PR #243, opened 2021-11-19
Implement Acceptor API

### LINKED ISSUE #155: Implement Acceptor API
rustls 0.20.0 [introduced the Acceptor API](https://docs.rs/rustls/0.20.0/rustls/server/struct.Acceptor.html). This allows servers to read off a ClientHello _before_ constructing a Connection, which makes selection of server certificates easier. For more details see https://github.com/rustls/rustls/issues/89.

jsha:
Fixes #155.

Since this relies on an "into" pattern (for the Accepted -> Connection transform), I've implemented the safer "into" pattern from #244: a rustls_acceptor always needs to be freed, whether its "into" method was called or not. This reduces the risk of double frees. I've introduced the new result code `rustls_result::AlreadyUsed` to cover the case when an accessor was called after the "into" method was called.

I've introduced another new result code `rustls_result::AcceptorNotReady` to cover the case when `accept()` returns `Ok(None)`.

For convenience I've flattened the methods from ClientHello onto `rustls_accepted`, so you don't need to get a ClientHello pointer out of the `rustls_accepted`, you can call the accessors directly.

Since we now have an accessor returning a `rustls_str` (previously they were passed in callbacks), we needed a way to make the lifetime of a `rustls_str` longer than the function that made it, so I introduced an `rustls_str::into_static` method.


jsha:
I've rewritten this thanks to some very useful offline feedback from @djc. It now looks a lot more like the Rust API.

src/acceptor.rs
```diff
@@ -0,0 +1,535 @@
...
+
+impl rustls_accepted {
+    /// Return the server name indication (SNI) from the ClientHello.
+    /// If the SNI contains a NUL byte, return a zero-length rustls_str.
+    /// Also return a zero-length rustls_str if there was some other
+    /// usage error, like calling with a NULL pointer or with an already-used
+    /// rustls_accepted. The returned rustls_str is valid until the next
+    /// time a method is called on the `rustls_accepted`. It is not owned
+    /// by the caller and does not need to be freed.
+    #[no_mangle]
```
djc, line 188: 0.20.6 added `ClientHello::cipher_suites()`, might want to add that here?

src/acceptor.rs
```diff
@@ -0,0 +1,535 @@
...
+                *out_n = n_read;
+            }
+
+            rustls_io_result(0)
+        }
+    }
+
+    /// Parse all TLS bytes read so far. Returns:
+    ///
+    /// - RUSTLS_RESULT_NOT_READY: a full ClientHello has not yet been read.
```
djc, line 150: I think this could use some more explanation on the state of `acceptor` after calling this. Should the caller free `acceptor` after getting `RUSTLS_RESULT_OK` or another `RUSTLS_RESULT_NOT_READY` return value?

src/acceptor.rs
```diff
@@ -0,0 +1,535 @@
...
+            } else {
+                0
+            }
+        }
+    }
+
+    /// Return the i'th ALPN protocol requested by the client in the ClientHello.
+    /// If the client did not offer the ALPN extension, return a zero-length rustls_slice_bytes.
+    /// Also return a zero-length rustls_slice_bytes on a usage error, like
+    /// calling with a NULL pointer or an already-used rustls_accepted.
```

----------------

**THE TASK**: Reproduce the records above in their entirety, unchanged.

**ANSWER BELOW**:
PR #243, opened 2021-11-19
Implement Acceptor API

### LINKED ISSUE #155: Implement Acceptor API
rustls 0.20.0 [introduced the Acceptor API](https://docs.rs/rustls/0.20.0/rustls/server/struct.Acceptor.html). This allows servers to read off a ClientHello _before_ constructing a Connection, which makes selection of server certificates easier. For more details see https://github.com/rustls/rustls/issues/89.

jsha:
Fixes #155.

Since this relies on an "into" pattern (for the Accepted -> Connection transform), I've implemented the safer "into" pattern from #244: a rustls_acceptor always needs to be freed, whether its "into" method was called or not. This reduces the risk of double frees. I've introduced the new result code `rustls_result::AlreadyUsed` to cover the case when an accessor was called after the "into" method was called.

I've introduced another new result code `rustls_result::AcceptorNotReady` to cover the case when `accept()` returns `Ok(None)`.

For convenience I've flattened the methods from ClientHello onto `rustls_accepted`, so you don't need to get a ClientHello pointer out of the `rustls_accepted`, you can call the accessors directly.

Since we now have an accessor returning a `rustls_str` (previously they were passed in callbacks), we needed a way to make the lifetime of a `rustls_str` longer than the function that made it, so I introduced an `rustls_str::into_static` method.


jsha:
I've rewritten this thanks to some very useful offline feedback from @djc. It now looks a lot more like the Rust API.

src/acceptor.rs
```diff
@@ -0,0 +1,535 @@
...
+
+impl rustls_accepted {
+    /// Return the server name indication (SNI) from the ClientHello.
+    /// If the SNI contains a NUL byte, return a zero-length rustls_str.
+    /// Also return a zero-length rustls_str if there was some other
+    /// usage error, like calling with a NULL pointer or with an already-used
+    /// rustls_accepted. The returned rustls_str is valid until the next
+    /// time a method is called on the `rustls_accepted`. It is not owned
+    /// by the caller and does not need to be freed.
+    #[no_mangle]
```
djc, line 188: 0.20.6 added `ClientHello::cipher_suites()`, might want to add that here?

src/acceptor.rs
```diff
@@ -0,0 +1,535 @@
...
+                *out_n = n_read;
+            }
+
+            rustls_io_result(0)
+        }
+    }
+
+    /// Parse all TLS bytes read so far. Returns:
+    ///
+    /// - RUSTLS_RESULT_NOT_READY: a full ClientHello has not yet been read.
```
djc, line 150: I think this could use some more explanation on the state of `acceptor` after calling this. Should the caller free `acceptor` after getting `RUSTLS_RESULT_OK` or another `RUSTLS_RESULT_NOT_READY` return value?

src/acceptor.rs
```diff
@@ -0,0 +1,535 @@
...
+            } else {
+                0
+            }
+        }
+    }
+
+    /// Return the i'th ALPN protocol requested by the client in the ClientHello.
+    /// If the client did not offer the ALPN extension, return a zero-length rustls_slice_bytes.
+    /// Also return a zero-length rustls_slice_bytes on a usage error, like
+    /// calling with a NULL pointer or an already-used rustls_accepted.
```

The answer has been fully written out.